Muscle Groups: Legs, back, abs, core

Step Number 1

For the first week you want to focus on running for 20 minutes. Run one minute, followed by walking for a minute and a half. Repeat this process eight times. Follow this routine three to four days during the week.

 

Step Number 2

During the second week you want to focus on running for 21 minutes. Run for two minutes, followed by walking for one minute. Repeat this process seven times. Follow this routine three or four days during the week.

 

Step Number 3

During the third week you want to focus on running for 24 minutes. Run for three minutes, followed by walking for one minute. Repeat this process six times. Follow this routine three or four days during the week.

 

Step Number 4

During the fourth week you want to focus on running for 28 minutes. Run for five minutes, followed by walking for two minutes. Repeat this process four times. Follow this routine three or four days during the week.

 

Step Number 5

During the fifth week you want to focus on running for 30 minutes. Run for eight minutes, followed by walking for two minutes. Repeat this process three times.

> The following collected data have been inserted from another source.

PR #3682, opened 2024-11-07
Remove Channel.execute_wait environment wait handling, part of #3515

benclifford:
Prior to this PR, Channel.execute_wait took a parameter to modify the unix environment of the newly executed process. This is unused in current Parsl. As part of the implementation of that, LocalChannel cached the unix environment at object initialization, and used that as the base to override with any supplied execute_wait environment parameter.

Post this PR:

The `env` parameter of execute_wait is removed.

LocalChannel does not cache the environment any more. The executed process will inherit the parent process environment as of the point of execution not object initialization.

# Changed Behaviour

This is a behaviour change: if the workflow process changes its unix environment after creating the configuration objects, then prior to this PR, executed processes would not observe that change. Post this PR, executed processes will observe that change. I hope this is not a big deal.

## Type of change

- Code maintenance/cleanup

### DIFF
--- a/parsl/channels/base.py
+++ b/parsl/channels/base.py
@@ -1,5 +1,5 @@
 from abc import ABCMeta, abstractmethod, abstractproperty
-from typing import Dict, Tuple
+from typing import Tuple
 
 
 class Channel(metaclass=ABCMeta):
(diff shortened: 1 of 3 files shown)


khk-globus (approved):
Hurrah.  :tada: 

And hah:

> Post this PR, executed processes will observe that change. I hope this is not a big deal.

Follow this routine three or four days during the week.

 

Step Number 6

During the sixth week you want to focus on running for 39 minutes. Run for twelve minutes, followed by walking for one minute. Repeat this process three times. Follow this routine three or four days during the week.

 

Step Number 7

During the seventh week you want to focus on running for 31 minutes. Run for fifteen minutes, followed by walking for one minute. Then once again run for 15 minutes. Follow this routine three or four days during the week.

 

Step Number 8

During the eighth week you want to focus on running for 30 minutes straight. Follow this routine three or four days during the week.